# The Orlando Bloom Thread



## Barliman Butterbur (Apr 15, 2005)

How could I have been so remiss as to have neglected — to this point — to have created a thread for Orlo???!! Shame on me! At any rate it's up now, and available for anyone to say anything about him! 

And here, for all you Bloomy Groupies and Screaming Hysterical Bubble Gum Types, are the official and an unofficial site.

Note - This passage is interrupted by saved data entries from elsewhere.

PR #282, opened 2020-02-10
Update pulpcore requirement

fabricio-aguiar:
[noissue]

### DIFF
--- a/setup.py
+++ b/setup.py
@@ -5,7 +5,7 @@ from setuptools import setup, find_packages
 requirements = [
     "galaxy_importer",
     "packaging",
-    "pulpcore>=3.0.<3.2",
+    "pulpcore>=3.0.<3.3",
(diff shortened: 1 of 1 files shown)


bmbouter:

I will not comment on the nature of the pictures on the onofficial site, as I am still at a loss for words...

Barley


----------



## e.Blackstar (Apr 15, 2005)

um...he's cool?

I dunno....I don't think he's as hot as everyone seems to be convinced...but he's a decent actor


----------



## Barliman Butterbur (Apr 18, 2005)

*Bloom Is Top Uk Star*

April 16, 2005

*Screen hunk ORLANDO BLOOM has topped a poll of Britain's most powerful stars.*

The survey by influential British movie magazine FILM REVIEW hailed the 28-year-old actor, who shot to stardom in THE LORD OF THE RINGS trilogy, as the most bankable screen star in the UK today.
The magazine states, "Already one of the industry's most iconic faces, Bloom has the looks and abilities to become one of the screen's legendary actors."

KEIRA KNIGHTLEY, who came second in the list, was praised for her determination and hardworking attitude. CLOSER star CLIVE OWEN was in third place and DANIEL CRAIG came fourth.

Source: http://www.femalefirst.co.uk/celebrity/35002004.htm

Barley


----------



## e.Blackstar (Apr 18, 2005)

Barliman Butterbur said:


> ...I am still at a loss for words...
> 
> Barley


 
I'm not! All I have to say is EWWWWWWWWWWWWW!


----------



## Barliman Butterbur (May 2, 2005)

*Orlando Bloom: The reluctant hero*

May 1, 2005

BY CINDY PEARLMAN

PASADENA, Calif. -- Love is in the air in a lavish hotel room surrounded by tropical gardens. Heartthrob Orlando Bloom is in deep snuggling mode when the reporter catches him.

Yes, they're sharing the same bed at night. But it's not what you think.

"Sit, Sidi!" he commands a huge black dog, who gazes up adoringly at the actor while he holds court at the Ritz Carlton Hotel.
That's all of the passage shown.